Iterative Inter-Cell Interference Cancellation Receiver for LDPC-Coded MIMO Systems

• Published in: IEEE transactions on signal processing Vol. 67; no. 6; pp. 1636 - 1647
• Main Authors: Sun, Wei-Cheng, Chen, Yan-Tong, Yang, Chia-Hsiang, Ueng, Yeong-Luh
• Format: Journal Article
• Language: English
• Published: New York IEEE 15.03.2019; The Institute of Electrical and Electronics Engineers, Inc. (IEEE)

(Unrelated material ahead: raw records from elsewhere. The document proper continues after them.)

PR #9276, opened 2026-07-23
feat(planner): add Repeat button to schedule dialog

johannesjo:
Surface recurrence directly from the schedule dialog via a "Repeat"
button that opens the existing repeat-config dialog, so setting a task
to recur no longer requires the separate detail-panel row.

- Button mirrors the repeat dialog's own start-date button styling and
  shows the live recurrence label ("Daily", "Mon–Fri", ...) or
  "Does not repeat", with an edit/chevron affordance.
- Gated to top-level, non-issue tasks (matching the panel's Repeat row)
  and hidden in isSelectDueOnly mode to avoid a circular picker.
- Recurrence start is seeded from the date currently selected in the
  dialog, falling back to the task's due day / creation date.
- Label reads the repeat cfg via the store selector (not the service)
  to keep the dialog's dependency surface minimal.

Co-Authored-By: Claude Opus 4.8 <noreply@anthropic.com>
Claude-Session: https://claude.ai/code/session_0176AgeeX2Tzv3KjmwZ7zWXC


johannesjo:
superseeded

johannesjo:
https://github.com/super-productivity/super-productivity/pull/9286

Issue #8436, opened 2026-06-16
🚨 Nextcloud Deck sync sets isDone: null instead of boolean, triggers data repair on startup


anschuetz:
### Version Used

v18.9.1 (macOS)

### Current Behavior

On startup, the data repair dialog appears reporting N issues fixed. 5 tasks imported from Nextcloud Deck have isDone: null stored instead of a boolean. The app auto-fixes this on every fresh start if the sync runs again and sometimes re-introduces the null values.

### Expected Behavior

isDone should always be stored as true or false, never null. The Nextcloud Deck sync handler should normalize the value from the API (e.g. !!card.done) before writing it to the task.

### Steps to Reproduce

Unable to reliably reproduce. The null values were discovered via the automatic data repair dialog on startup. All 5 affected tasks were Nextcloud Deck issues from the same project/provider.

**Suspected cause:**
  The two-way sync polling likely applies `card.done` from the
  Nextcloud Deck API directly to `task.isDone` without a `|| false`
  guard. If the Deck API returns `"done": null` for certain cards,
  the null propagates into storage.

  The initial import code appears safe (uses `isDone: J.data.isDone || !1`),
  so the issue is more likely in the sync/poll update path.

### Can you reproduce this reliably?

Sometimes, it's intermittent.

### Console Output

**Repair log output (from DevTools console):**
```shell
  [ValidateStateService] State invalid, asking user for confirmation...
  [auto-fix-typia-errors] Attempting validation auto-fix
    expected: "boolean"
    path: "task.entities["8IOFi4clG6hJ9o7wQjQ9Z"].isDone"
    valueType: "null"
  [auto-fix-typia-errors] Applied validation auto-fix
    fix: "falsey-to-false"
    replacementType: "boolean"
```
  (... 4 more identical fixes for other Nextcloud Deck tasks ...)

```shell
  Data repair executed: 6 issues fixed.
  Summary: {"entityStateFixed":0,"orphanedEntitiesRestored":0,
  "invalidReferencesRemoved":0,"relationshipsFixed":1,
  "structureRepaired":0,"typeErrorsFixed":5}


  **All 5 affected tasks:**
  - All have `issueType: NEXTCLOUD_DECK`
  - All belong to the same project/issue provider
  - `isDone` was stored as `null`, not `false` or `undefined`
```

### Documentation

- [ ] The documentation/[wiki](https://github.com/super-productivity/super-productivity/wiki) is unclear or incorrect for this case.
[...]

PR #9279, opened 2026-07-24
fix(caldav): pull completion state from server todos

### LINKED ISSUE #9278: 🚨 CalDAV: completion state never pulls — server-completed VTODOs don't tick tasks done (two defects)
### Bug description

The CalDAV issue provider never pulls completion state: a VTODO marked `STATUS:COMPLETED` on the CalDAV server does not tick its Super Productivity task done — regardless of the provider's Two-Way Sync configuration (including `Status sync direction = Pull only`, the default, and `Both`). Neither the periodic update poll nor the manual per-task **Update issue data** action applies the remote completion.

The **push** direction works correctly (ticking a task in SP writes `STATUS:COMPLETED`/`PERCENT-COMPLETE:100` to the server when status sync direction allows it), and import of open todos works. Only server → SP completion is dead.

### To reproduce

1. Configure a CalDAV Todo issue provider against any CalDAV server (reproduced with Radicale 3) with "Auto import to default project" and "Poll imported for changes and notify" enabled; leave Two-Way Sync `isDone` at its default (`Pull only`).
2. Let a todo import into a project as a task.
3. On the server, mark that VTODO `STATUS:COMPLETED` (+ `COMPLETED`, `PERCENT-COMPLETE:100`, bumped `SEQUENCE` so the etag hash changes).
4. Wait for the update poll (or run the task's context-menu **Update issue data**).

**Expected:** the SP task gets ticked done (this is what the Plainspace and Nextcloud Deck providers do for their `done` equivalents, e.g. #8436).
**Actual:** the poll finds no updates at all; the manual refresh shows the "issue was updated" banner but the task stays open.

### Root cause (two independent defects in `caldav-common-interfaces.service.ts`)

**1. The batch update poll queries and matches by SP's internal task id instead of the VTODO UID** — [`getFreshDataForIssueTasks`](https://github.com/super-productivity/super-productivity/blob/a51ea2b/src/app/features/issue/providers/caldav/caldav-common-interfaces.service.ts#L146-L161):

```ts
this._caldavClientService.getByIds$(
  tasks.map((t) => t.id),   // ← SP nanoid, never a VTODO UID
  cfg,
)
...
issueMap.has(task.id)        // ← same mismatch; map keys are VTODO UIDs
```

`CaldavIssue.id` is the VTODO UID, so the lookup must use `task.issueId` (as the Nextcloud Deck batch implementation does). As written, `getByIds$` filters the server's todos against a set of SP nanoids, always returns `[]`, and the poll never detects any change — this silently breaks *all* remote-change polling for CalDAV (title/notes edits too), not just completion.

**2. `getAddTaskData` never maps the issue's `completed` state to `isDone`** — [`getAddTaskData`](https://github.com/super-productivity/super-productivity/blob/a51ea2b/src/app/features/issue/providers/caldav/caldav-common-interfaces.service.ts#L70-L100) returns title/notes/dates/`issueLastSyncedValues` but no `isDone`, unlike Plainspace (`isDone: issue.isDone`) and Nextcloud Deck (`isDone: card.done`, guarded by specs since #8436). This is why even the single-task **Update issue data** path (which fetches by UID correctly via `getById$`) refreshes the data without ever ticking the box.

Both defects verified against `master` @ a51ea2b (unchanged since v18.15.1, where this was traced live against a Radicale server with wire capture).

### Additional context

- `getByIds$` itself is fine — it fetches with `filterOpen=false`, so completed todos are visible to it once queried by the right ids.
- Fix for both + specs (mirroring the Nextcloud Deck completion-pull tests): PR follows.

### Environment

- Version: 18.15.1 (web/Docker) — defects present on current `master` (a51ea2b)
- Platform: Browser (self-hosted Docker web app), CalDAV server: Radicale 3

ZsomborDane:
## Problem

Fixes #9278 — the CalDAV issue provider never pulls completion state: a VTODO marked `STATUS:COMPLETED` on the server doesn't tick its SP task done, regardless of the Two-Way Sync configuration. Two independent defects in `caldav-common-interfaces.service.ts`:

1. **`getFreshDataForIssueTasks` queried and matched server todos by SP's internal task id** (`tasks.map((t) => t.id)` / `issueMap.has(task.id)`) instead of the VTODO UID stored in `task.issueId`. `CaldavIssue.id` *is* the UID, so the batch update poll always matched nothing — silently breaking all remote-change polling for CalDAV (title/notes edits included), not just completion.
2. **`getAddTaskData` never mapped `completed` → `isDone`**, so even the single-task **Update issue data** path (which fetches by UID correctly) refreshed everything except the done state. Plainspace (`isDone: issue.isDone`) and Nextcloud Deck (`isDone: card.done`, spec-guarded since #8436) both map their equivalents.

## Solution

- `getFreshDataForIssueTasks` now queries `getByIds$` with `task.issueId` and keys all map lookups on it — the same pattern as the Nextcloud Deck batch implementation. (`getByIds$` itself was already fine: it fetches with `filterOpen=false`, so completed todos are visible once queried by the right ids.)
- `getAddTaskData` now returns `isDone: issueData.completed` (normalized to a boolean in `_mapTask`), placed before the date-field spreads so it composes the same way as the other mapped fields.
- Specs mirror the Nextcloud Deck completion-pull guards: `completed` ↔ `isDone` mapping both ways, single-task refresh ticking done, and a batch test asserting `getByIds$` is called with the VTODO UID (not the SP task id) and that the resulting `taskChanges` carry `isDone`/`issueWasUpdated`. Without the fix, 4 of the 5 new specs fail (verified by stashing the service change); with it, the CalDAV provider folder runs 67/67 green.

Verified end-to-end earlier against a live Radicale 3 server (wire capture): with these two changes the poll detects the server-side completion and ticks the task.

## Type of Change

- [x] Bug fix
- [ ] New feature
- [ ] Breaking change
- [ ] Refactoring
- [ ] Documentation
- [ ] Other (please describe)

## Checklist


johannesjo:
Thanks for the clear reproduction and focused fix. The UID correction in the batch path is right, and the new test correctly distinguishes the SP task nanoid from the VTODO UID.

I found two **Important** correctness issues that should be addressed before merge:

1. **The new `isDone` pull ignores the configured field direction.** The added [`isDone: issueData.completed`](https://github.com/super-productivity/super-productivity/blob/48355386b556370f248ef7dc9da97a2615acefba/src/app/features/issue/providers/caldav/caldav-common-interfaces.service.ts#L97) is returned by both refresh paths regardless of `cfg.twoWaySync.isDone`. Therefore, when the user selected `off` or `pushOnly`, any remote etag change can still close or reopen the local task. The [configuration labels](https://github.com/super-productivity/super-productivity/blob/48355386b556370f248ef7dc9da97a2615acefba/src/app/features/issue/providers/caldav/caldav-cfg-form.const.ts#L9-L13) explicitly promise that remote-to-local status application is disabled in those modes, while `getSyncConfig()` is currently only consumed by push-decision code. Because poll updates also contain `issueLastSyncedValues` / `issueWasUpdated`, the [push effect deliberately skips them](https://github.com/super-productivity/super-productivity/blob/48355386b556370f248ef7dc9da97a2615acefba/src/app/features/issue/two-way-sync/issue-two-way-sync.effects.ts#L155-L159), so `pushOnly` will not correct the overwrite. The smallest fix is to include pulled `isDone` only for `pullOnly` and `both` (defaulting missing legacy config to `pullOnly`) in both refresh paths, with tests for all four directions.

2. **The tests bypass the VTODO parsing case described as `STATUS:COMPLETED`.** The real parser currently sets `completed` solely from the presence of the separate [`COMPLETED` timestamp](https://github.com/super-productivity/super-productivity/blob/48355386b556370f248ef7dc9da97a2615acefba/src/app/features/issue/providers/caldav/caldav-client.service.ts#L211), while the added specs inject an already-normalized `CaldavIssue { completed: true }`. RFC 5545 lists `COMPLETED`, `PERCENT-COMPLETE`, and `STATUS` as independent optional VTODO properties; [`STATUS:COMPLETED` means the to-do is completed](https://www.rfc-editor.org/rfc/rfc5545.html#section-3.8.1.11), and [`PERCENT-COMPLETE:100` also indicates completion](https://www.rfc-editor.org/rfc/rfc5545.html#section-3.8.1.8). With the installed `ical.js`, a valid STATUS-only VTODO yields `status: "COMPLETED"` but `completed: null`, so this PR still maps it to `isDone: false`. Please normalize completion at the CalDAV boundary from the supported completion signals (preserving the existing `COMPLETED` behavior) and add a client-level regression test using raw VTODO data.

**Minor:** the [documentation guide](https://github.com/super-productivity/super-productivity/blob/48355386b556370f248ef7dc9da97a2615acefba/docs/documentation-guide.md#L10-L20) calls for updating the issue-integration comparison when provider behavior changes. The [CalDAV entry](https://github.com/super-productivity/super-productivity/blob/48355386b556370f248ef7dc9da97a2615acefba/docs/wiki/3.07-Issue-Integration-Comparison.md#L88-L89) currently mentions completion syncing back to the server, but not configurable server-to-SP completion pulls.

Separately, the main CI, CodeQL, E2E, packaging, and preview workflows are currently `action_required` rather than executed; only the welcome check has passed.

johannesjo:
I opened #9287 while exploring a more complete implementation of the review findings, but I’d prefer to keep this PR as the canonical fix and preserve your contribution. I’ve made #9287 a reference implementation rather than a competing merge candidate.

The additional cases that should land here are:

- honor `off`, `pullOnly`, `pushOnly`, and `both` when applying remote fields;
- heal `pullOnly` values when an earlier manual refresh already consumed the ETag without applying completion;
- preserve pending local `both`-mode edits when only an unrelated VTODO field changed;
- normalize completion from `COMPLETED`, `STATUS:COMPLETED`, or `PERCENT-COMPLETE:100`, with a regression test using raw VTODO data; and
- update the CalDAV integration documentation.

Would you like to incorporate these changes, or would you prefer that I push follow-up commits to your branch? Maintainer edits are enabled, and I’m happy to help either way.

johannesjo:
As offered in the review, I have pushed the remaining work to this branch (maintainer edits). Your original commit is untouched at the base; three follow-up commits complete the review findings:

- `ad0c65d16e` **fix(caldav): sync remote task completion** (from #9287): both refresh paths now route through a single `_getRefreshTaskChanges()` that applies the configured per-field directions (`off`, `pullOnly`, `pushOnly`, `both`; with missing legacy config, status and title default to `pullOnly` and notes to `off`), so a remote etag change can no longer close or reopen a task whose status direction is `off` or `pushOnly`. It also heals stale `pullOnly` values when an earlier refresh already consumed the ETag without applying completion. Includes the wiki updates for the configurable pull directions.
- `eb1df2772e` **fix(caldav): preserve pending local edits** (from #9287): mapped remote fields are compared with `issueLastSyncedValues`, so a VTODO-wide ETag change caused by an unrelated field no longer overwrites a pending local `both`-mode edit; the new baseline still updates so the pending edit pushes on the next cycle.
- `1eb8ea8378` **fix(caldav): normalize completion from STATUS and PERCENT-COMPLETE**: `_mapTask` now treats `COMPLETED`, `STATUS:COMPLETED`, and `PERCENT-COMPLETE:100` as completion signals (RFC 5545 lists them as independent optional properties), with regression specs that parse raw VTODO data through the real ical.js. The push dirty-check in `_updateTask` uses the same normalization; without that, reopening a STATUS-only completed todo never wrote to the server and the next poll immediately re-completed the local task (spec included, fails against the old check).

The branch also merges current `master`. Verified locally: all 81 CalDAV provider specs and 61 two-way-sync specs green; the STATUS-only, PERCENT-COMPLETE-only, and push dirty-check specs each fail when their fix is reverted. `checkFile` clean on all touched files, `check-doc-links --docs-only` clean on the changed wiki pages.

This supersedes the reference implementation in #9287, which I will close once this merges. Thanks again for the contribution and the clear reproduction!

• Subjects: Cancellation; CMOS; Codes; Computer architecture; Decoding; Detectors; digital CMOS integrated circuits; Digital computers; Error correcting codes; Error detection; Inter-cell interference (ICI) cancellation; Interference; Iterative methods; Likelihood ratio; low-density parity-check (LDPC) code; MIMO (control systems); MIMO communication; multiple-input multiple-output (MIMO); Parity check codes; Receivers; Sensors; State of the art
• ISSN: 1053-587X; 1941-0476
• DOI: 10.1109/TSP.2019.2894776

In an ultra-dense cellular system, users at the cell-edge are susceptible to inter-cell interference (ICI) because of the overlap of the spectrum. To combat ICI, this paper investigates two iterative ICI cancellation approaches for low-density parity-check-coded multiple-input multiple-output systems. One approach includes separate signal and interference detectors; the other one employs a joint detector for both the desired signal and interference. The joint-detector approach achieves a comparable error-rate performance with only half the computational complexity when compared to the separate-detector counterpart. An iterative ICI cancellation receiver using the joint detector is proposed and implemented. Its hardware efficiency is significantly enhanced by leveraging an efficient coordinate rotation digital computer based processing array, an adaptive input-range scaling scheme, and an area-efficient log-likelihood ratio calculator. The iterative ICI cancellation receiver is flexible enough to support multiple modulations of up to 256-QAM. The maximum gross throughput is 1.24 Gb/s for a 4×4 256-QAM configuration in a 40-nm CMOS technology. The proposed iterative receiver outperforms the current state-of-the-art works in both the throughput-to-area ratio and the normalized energy metrics, despite the added ICI capability.